-- Opening Marker --
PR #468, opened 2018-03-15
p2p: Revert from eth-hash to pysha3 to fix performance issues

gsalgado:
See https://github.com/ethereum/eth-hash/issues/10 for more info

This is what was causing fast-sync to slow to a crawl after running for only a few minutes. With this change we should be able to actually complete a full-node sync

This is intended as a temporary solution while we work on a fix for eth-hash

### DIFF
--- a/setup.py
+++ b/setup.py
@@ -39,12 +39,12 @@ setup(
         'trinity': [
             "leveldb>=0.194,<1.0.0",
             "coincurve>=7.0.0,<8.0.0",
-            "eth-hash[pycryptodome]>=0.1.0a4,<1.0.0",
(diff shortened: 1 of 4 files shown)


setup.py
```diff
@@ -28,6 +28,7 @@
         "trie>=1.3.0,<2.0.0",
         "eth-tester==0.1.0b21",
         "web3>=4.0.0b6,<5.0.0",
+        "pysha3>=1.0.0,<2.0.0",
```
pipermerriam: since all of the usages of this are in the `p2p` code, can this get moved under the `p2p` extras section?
-- Closing Marker --
Write out the entire listing above once more. Keep it exact.

PR #468, opened 2018-03-15
p2p: Revert from eth-hash to pysha3 to fix performance issues

gsalgado:
See https://github.com/ethereum/eth-hash/issues/10 for more info

This is what was causing fast-sync to slow to a crawl after running for only a few minutes. With this change we should be able to actually complete a full-node sync

This is intended as a temporary solution while we work on a fix for eth-hash

### DIFF
--- a/setup.py
+++ b/setup.py
@@ -39,12 +39,12 @@ setup(
         'trinity': [
             "leveldb>=0.194,<1.0.0",
             "coincurve>=7.0.0,<8.0.0",
-            "eth-hash[pycryptodome]>=0.1.0a4,<1.0.0",
(diff shortened: 1 of 4 files shown)


setup.py
```diff
@@ -28,6 +28,7 @@
         "trie>=1.3.0,<2.0.0",
         "eth-tester==0.1.0b21",
         "web3>=4.0.0b6,<5.0.0",
+        "pysha3>=1.0.0,<2.0.0",
```
pipermerriam: since all of the usages of this are in the `p2p` code, can this get moved under the `p2p` extras section?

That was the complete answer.